Cela ne veut certainement pas dire qu’il les encourageait à manger de la viande ou du poisson. En tant que renonçants, les monastiques devaient accepter ce qu’on leur donnait et peu de laïques étaient alors végétariens ; par ailleurs, il y a également des textes qui indiquent clairement que le Bouddha conseillait aux laïques bouddhistes de ne pas tuer d’animaux puisqu’ils avaient le choix de leur nourriture. Mais on oublie cette deuxième partie et on cite des textes en les pervertissant pour justifier le fait de continuer à manger de la viande parce que c’est une habitude et un plaisir gustatif dont on ne veut pas se priver.
Dans le code monastique originel, les vêtements des monastiques étaient supposés être constitués de haillons récoltés en mendiant. Tout cela n’existe plus, c’est devenu complètement ritualisé, il y a désormais dans le monde Théravada la coutume de « katina » (offrande de robes neuves aux monastiques une fois par an). Les monastiques étaient supposés vivre la vie « sans demeure », c’est-à-dire une vie sans attaches, ils étaient censés ne jamais demeurer au même endroit sauf pendant la mousson. Est-ce réalisable dans le monde d’aujourdhui ? Les monastiques sont désormais hébergés dans des monastères. Dans le Théravada, c’est encore la norme des saddhus indiens : vivre uniquement d’aumônes, tandis que chez les Tibétains et dans le Zen, les moines peuvent travailler pour subvenir à leurs besoins. Est-ce que cela change l’essence de l’Eveil auquel les uns et les autres aspirent ? Peut-être certaines règles sont-elles une aide et un soutien pour certains et un empêchement pour d’autres.

Les textes canoniques rapportent des exemples d’auditeurs devenus des éveillés simplement en écoutant le Bouddha exposer les grandes vérités de son enseignement. On admet qu’il s’agit là de quelque chose de peu probable, voire d’impossible, et qu’il s’agit d’une façon de présenter les choses qui appelle à la réflexion. Ces textes ne se souciaient pas de la vérité historique, mais de transmettre l’essence de l’enseignement. (On sait maintenant qu’il en a été de même avec les Evangiles et d’autres textes regardés comme sacrés).
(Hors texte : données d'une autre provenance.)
PR #12569, opened 2026-05-11
fix(aeb, shape_estimation): guard pcl::fromROSMsg against empty point clouds

mertyavuz41:
## Description
While executing planning simulator, the some modules has console spam messages that indicates the point cloud message is empty.

## Related links

**Parent Issue:**

- Link: https://github.com/autowarefoundation/autoware/issues/6843#issuecomment-4213412231

## Notes for reviewers

None.

## Interface changes

None.

## Effects on system behavior

None.


control/autoware_autonomous_emergency_braking/src/node.cpp
xmfcx, line 341: If you return early, you will have missed setting this class member variable. 🎗️
This should also be set as empty above.

xmfcx (changes requested):

xmfcx (approved):
Thanks for the iteration @mertyavuz41 — setting `obstacle_ros_pointcloud_ptr_` to an empty cloud with the header before the early return addresses my earlier concern. Approving.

Revenons à l’essence du Bouddhisme : l’expérience personnelle, seule la vérité d’un Dharma vécu peut survivre à l’impermanence. Les formes ont changé et elles changeront encore. Le bouddhisme qui prend racine en Occident se caractérise essentiellement par deux changements majeurs : les laïques ne veulent pas seulement soutenir la pratique des monastiques, mais pratiquer elles-mêmes, plus même, les laïques enseignent et ce sont de plus en plus des femmes. Le fait que les laïques enseignent et pas seulement les monastiques, c’est un changement important dans la transmission mais aussi dans les relations laïcat/monastiques. Dans la tradition bouddhique, les monastiques étaient en charge de la transmission du Dharma, en échange de quoi les laïques prenait soin de leurs besoins matériels. Désormais, l’accès aux écrits n’est plus réservé à une élite érudite. Les grands textes bouddhiques sont traduits et disponibles aussi bien dans des livres que sur internet.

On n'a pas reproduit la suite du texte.